Conventional wisdom has it that major labels are propped up by their back catalogs—perennial sellers that provide capital to blow on the current batch of Next Big Things. In a commercial climate where the platinum record has become an endangered species and tent-pole megasmashes have apparently already gone extinct, the majors are more reliant than ever on these older releases, which not so coincidentally tend to appeal to demographics who didn't grow up with file sharing. This reliance could turn out to be a fatal weakness, though because, some of the majors' back-catalog artists may soon be able to reclaim control of their material.
Starting in 2013 the creators of musical works copyrighted between (for now) 1978 and 1984—this includes anyone with a potential stake in ownership, from songwriters to producers—will be able to challenge labels for ownership of their recordings. The issue at hand is whether given songs can be legally defined as "works for hire." The distinction is by and large a contract-law technicality, but it's vital because if a court rules that they're not works for hire, their creators may be able to exercise termination rights designed to protect artists from unfair contracts involving copyright ownership. Though RIAA lobbyists got Congress to define recordings as works for hire across the board in 1999 (by tacking it onto an unrelated bill), the provision pissed off so many prominent artists that it was quickly repealed.

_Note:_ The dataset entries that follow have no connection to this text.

PR #3880, opened 2025-06-14
tileclk: Initial release v0.01

stweedo:
This is a new watch app designed to display time using tiles with simple color transition animations and optional borders for each tile. The app updates only the tiles that need changing (either clearing or drawing), making it somewhat efficient for normal background use when not always showing seconds.

Currently there is one clock info display at the lower part of the screen. This can be accessed by tapping that area or the seconds if they are visible. In the future I plan to add a second optional clock info display at the top where space allows.

There's a small issue with state persistence when using pattern launch versus the button. The app should remember the user’s preference for what was last displayed if it changed since the app was last exited. Apart from this, the app is ready to go.

Feedback is welcome.


stweedo:
I think I've squashed most of the bugs that were still lingering and most importantly discovered memory leaks that have now been resolved. It can be tested at https://stweedo.github.io/BangleApps/?q=tile and should now be ready to merge.

thyttan:
That's cool - thanks! :)

PR #3881, opened 2025-06-14
Replace non-ASCII dashes with ASCII hyphens to fix loader parsing and display issues

spycat111:
This PR addresses two critical bugs that occur only when installing the app via the development App Loader (they do not appear when uploading the script directly through the Web IDE):

Malformed regex / syntax error

Cause: The source uses the Unicode minus sign (U+2212) in the BT calibration menu, which the Espruino minifier mis-parses and embeds into crsclock.app.js as an unfinished regex.

Symptom:

Uncaught SyntaxError: Got UNFINISHED REGEX expected ']'
Location: crsclock.js ≈ lines 612–614.

Garbled on-device text

Cause: Use of the EN DASH (U+2013) in prompt strings for the sleep window and range selections.

Symptom: Dash characters render as â (mojibake) on Bangle.js.

Locations:

Sleep window label (lines 84–86)

Range prompts (lines 714 & 723)

All non-ASCII dashes have been normalised to the standard ASCII hyphen-minus (-) so that both the Espruino minifier and the Bangle.js firmware handle them correctly.

Changes:

crsclock.js

Replaced all occurrences of U+2013 (EN DASH) and U+2212 (MINUS SIGN) with -

Updated prompt strings and menu labels accordingly

crsclock.app.js (auto-generated; should now minify without errors)

Verification:

Uploaded via App Loader—BT calibration menu works, no syntax errors in console
Sleep-window settings now display 08:00–22:00 (with ASCII hyphen) correctly on the device
Uploaded via Web IDE—unchanged behaviour, as expected

References:

Sleep window string initially using EN DASH (lines 84–86)
Unicode minus sign in BT calibration menu (lines 612–614)
Range prompts using EN DASH (lines 714 & 723)

### DIFF
--- a/apps/crsclock/crsclock.js
+++ b/apps/crsclock/crsclock.js
@@ -83,7 +83,7 @@ const STATS_FONT_SIZE = 16;
 function getSleepWindowStr() {
   let a = ("0"+S.sleepStart).substr(-2) + ":00";
   let b = ("0"+S.sleepEnd).substr(-2)   + ":00";
-  return a + "–" + b;
+  return a + "-" + b;
 }
 
 function stability(arr, key, hours) {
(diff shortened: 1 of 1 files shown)


bobrippling:
Thanks - looks like there's a hyphen in a comment on line 521 and a unicode copyright on line 746 which might trip things up!

spycat111:
I created another PR #3883 for this - Thank you!

Additionally, PR #3882 is also relevant to this.

bobrippling:
Thanks!

PR #3889, opened 2025-06-17
Add Modern Clock (Reworked)

RKBoss6:
Fixed (hopefully) fast loading


RKBoss6:
How do I remove the last commit? I do not have a local repo on my computer to use git with.

PR #3893, opened 2025-06-19
Create Modern Clock App 

RKBoss6:
Removed commits for other projects

### DIFF
--- a/apps/modclock/app.js
+++ b/apps/modclock/app.js
@@ -165,7 +165,7 @@ let draw = function() {
     
   }
   
-
+  
   // draw the date, in a normal font
   g.setFont("Vector",18);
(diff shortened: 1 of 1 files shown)


thyttan:
I quite like this one, it looks neat. Will probably use it for a while!

But the time is off center for me: 



Do you want to fix that now or in an update? :)

(But also I think the off-center look is a bit cool 😅)

thyttan:
Also maybe an icon that doesn't make it look like it's an analog clock would make more sense?

RKBoss6:
Ah, the off center is caused because you don't have meridians enabled. I'm fixing it right now!

RKBoss6:
Should be fixed now!

thyttan:
Thanks! :)

PR #3895, opened 2025-06-19
Add icons for Bereal, Nextcloud, Thunderbird (Blue "mail" icon), Davx⁵, Kleinanzeigen, Element X

f-elle:
- Added icons (.png) for BeReal, Nextcloud, Davx⁵ (sync.png) and Kleinanzeigen.
- Changed icon_names.json and generate.js accordingly.
- Also added new entries for Thunderbird (blue mail.png icon) and Element X (matrix element icon) which were already available.

### DIFF
--- a/apps/recorder/ChangeLog
+++ b/apps/recorder/ChangeLog
@@ -56,3 +56,8 @@
 0.44: List tracks in reverse chronological order.
 0.45: Move recorder from widget into library
       Improve recorder ClockInfo icons
+0.46: Ensure altitude graph draws properly (or any graph using the last column of CSV data)
+      Lower accuracy of barometer data to ~1cm (saves about 15b/record)
+0.47: Fix 'blip' on speed map on some recordings
+      Ensure Battery voltage is only stored to 0.01v
+      Add graphs for Steps+Battery
--- a/apps/recorder/app.js
+++ b/apps/recorder/app.js
@@ -197,6 +197,14 @@ function viewTrack(filename, info) {
     menu[/*LANG*/'Plot HRM'] = function() {
       plotGraph(info, "Heartrate");
     };
+  if (info.fields.includes("Steps"))
+    menu[/*LANG*/'Plot Steps'] = function() {
+      plotGraph(info, "Steps");
+    };
+  if (info.fields.includes("Battery Percentage"))
+    menu[/*LANG*/'Plot Battery'] = function() {
+      plotGraph(info, "Battery");
+    };
   // TODO: steps, heart rate?
   menu[/*LANG*/'Erase'] = function() {
     E.showPrompt(/*LANG*/"Delete Track?").then(function(v) {
@@ -325,6 +333,7 @@ function plotGraph(info, style) { "ram"
   var lt = 0; // last time
   //var tn = 0; // count for each time period
   var strt, dur = info.duration;
+  if (dur<1) dur=1;
   var f = require("Storage").open(filename,"r");
   if (f===undefined) return;
   var l = f.readLine(f);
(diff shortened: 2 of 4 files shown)


f-elle:
This is my first pull request ever, so please be extra gentle... :smiley_cat:

gfwilliams:
Thanks! This looks really good - I'm just not sure about the Unicode for davx⁵ - are you sure those app names properly match what the apps are reporting themselves as to Bangle.js? If you're using Gadgetbridge you should hopefully be able to look in the Gadgetbridge logs and see

f-elle:
Thanks for your feedback! I've just checked the logs and tested the handling of messages coming in from Davx⁵. 
First of all, here's a screenshot of a message being displayed:
screenshot_20250624-121257-obfuscated
As we can see, the new icon is used, even though the app name is displayed as "DAVx". So apparently the Message UI can't display the Unicode '⁵' character, but internally the reported app name and the name in "my" new version correlate just fine.  

Here's another screenshot, showing an unopened Davx⁵ message waiting and the new icon being displayed properly.
screenshot_20250624-120454
  
Finally, for the sake of completeness, here's the relevant line from the Gadgetbridge log file:
`06-24 10:02:46.304 20106 20106 I n.freeyourgadget.gadgetbridge.service.devices.banglejs.BangleJSDeviceSupport: UART TX: \x10GB({"t":"notify","id":1750592403,"src":"DAVx\\u2075","title":"[redacted]","subject":"","body":"Netzwerk- oder E/A-Fehler - Unable to resolve host \\"[redacted]\\": No address associated with hostname","sender":""})`
... which also shows that the unicode character is included in the Gadgetbridge request.

gfwilliams:
Excellent - thanks for checking! As you spot Espruino doesn't have space to store all the Unicode chars by default. You can upload a smaller font that does contain them if you need though, but it doesn't look as nice.

It's just unfortunate that the Unicode will cause Espruino's pretokenisation optimisations to bail out, so calls to getImage might be a bit slower than before. Probably not too bad though.

gfwilliams:
Thanks - just merged (although next time please can you bump the version number and ChangeLog so folks know there's an update? like https://github.com/espruino/BangleApps/commit/d0e4d3455b1ca439c41c3c5f66711a41d9e16b05 )

Checked on timings and it goes from 45ms to 55ms to get an icon, so it's not the end of the world :)

f-elle:
Thanks for pointing this out! I will do that. I wasn't sure if the change log was perhaps auto-generated...
I've been using the new version since some days and didn't notice that it takes longer to load the icons so it really doesn't make much of a difference...

paul-arg:
hi @gfwilliams 

I reopen this discussion because it looks like the problem I had last year when running the generation script occured again here.
I updated the `messageicons` app and the icons for messages is now blank.

My MR: https://github.com/espruino/BangleApps/pull/3554
My forum post about it: https://github.com/orgs/espruino/discussions/6993

If this helps, I made the PNGs for these icons on MacOS with Photoshop, maybe there is something related to file encoding or something that messes with the generation script?

paul-arg:
I ran the PNGs through a metadata analyzer and indeed there is a difference between my PNGs (`agenda`, `gmail`, `leboncoin`, `messages`) and yours:

Mine: 
```
bit_depth  1
color_type Palette
```

Yours: 
```
bit_depth  8
color_type RGB with Alpha
```

Maybe that's worth exploring

gfwilliams:
> I updated the messageicons app and the icons for messages is now blank.

All icons? Because I can see in the `icons.img` file there's definitely a bunch of data (it's not all zeros)

Is this after installing from the App Loader, or do you mean that you re-ran the generation script and uploaded that and it broke?

paul-arg:
@gfwilliams I found the problem. Photopea was the culprit. I exported the broken PNGs with Gimp and it now works.
See my MR: https://github.com/espruino/BangleApps/pull/3975

PR #3897, opened 2025-06-20
Add settings to Charge Animation [Show Time, Show Battery Percent]

RKBoss6:
Adds app settings menu for showing time, and battery. There is a bit of flicker on the text, if anyone can get into it and help me find out why, that would be much appreciated. I know it has something to do with the text refreshing on top of the animation, but I would like to fix this issue.


apps/chargeanim/app.js
```diff
@@ -27,9 +77,23 @@ function anim() {
   });
   g.drawImage(imgbat, mx,my,{scale:b2scale, rotate:Math.sin(getTime()*2)*0.5-Math.PI/2 + b2rot});
   g.flip();
+  
+  if(settings.showTime==true){
+    g.drawString(clockStr,x,cy);
+  }
+  if(settings.showBatPercent==true){
+    g.drawString(batteryPercentStr,x,by,true);
```
gfwilliams, line 83: Can you put these 2 drawStrings *before* `g.flip()` please, so it's at the end? The flip is what force-pushes the graphics to the screen, so once you do that all the flicker should be gone!

RKBoss6:
Fixed! Thank you!

gfwilliams:
Looks great - thank you!

PR #3900, opened 2025-06-22
feat: japanese walking

Koell:
This app is based on the [NYT article](https://archive.nytimes.com/well.blogs.nytimes.com/2015/02/19/walk-hard-walk-easy-repeat/?_r=0) promoting alternating brisk and easy walking to boost fitness.

It provides:

    Configurable interval and total time

    Choice of start mode (Relax/Intense)

    Vibration alerts for mode change & completion

    Pause/resume with a tap

    Displays current time and time left


pavelmachek:
This really needs to display/compute distances from the step counter :-). [Ok, maybe that can be in next version, but...]

Koell:
> This really needs to display/compute distances from the step counter :-). [Ok, maybe that can be in next version, but...]

Not a bad idea, but i wanted to keep this simple. Maybe adding that optionaly would be good.
But probably just a stepcounter as distance is at best an aproximation

Koell:
Widgets are not cleared anymore, so if a stepcounter is desired, just add a widget

Ps: it is quite efficient to use a real device to test the code

thyttan:
I wonder now that you let widgets show there are widgets for displaying the current time - so maybe you don't need it in the app code anymore? But you decide :)

One reason I mention it is that when the screen locks the screen stops updating. If you want to keep the current time displayed on the app rectangle maybe it would make sense to redraw everytime the clock ticks a minute at least, as to not fool the user they are in the past! ;)

Koell:
Good points!

The clock can now be hidden. Additionaly the view will also be updated everytime the clock changes.
The update behavior can also be changed in the settings now.

thyttan:
Looks good - thanks!

PR #3901, opened 2025-06-23
ios 0.19: Convert numeric weather values to int from BangleDumpWeather shortcut

stweedo:
This ensures the numeric values are not being treated as strings when received from iOS shortcut BangleDumpWeather. It allows the weather codes to be parsed correctly to show the correct icons. Other numerical values were added for good measure. 

This was in regards to discussion [7791](https://github.com/orgs/espruino/discussions/7791).


gfwilliams:
Thanks!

A Techdirt post on the subject notes that these termination rights were designed to "protect artists who signed bad deals." Given that, at the major-label level, it's commonplace for artists (especially new ones) to be saddled with deals that bury them in debt and deny them royalties till they're back in the black, it's no wonder the RIAA tried to get Congress to give it a legal fig leaf to hide behind.
The Butthole Surfers' successful lawsuit to regain control of their records from Touch and Go illustrates the potential consequences of termination for labels, albeit on a much, much smaller scale. Touch and Go lost what had been a steady, reliable income stream at about the same time that overall revenues started to drop. The label has had some successes since then, but many people hold the Butthole Surfers responsible for the shuttering of the label's distribution arm earlier this year.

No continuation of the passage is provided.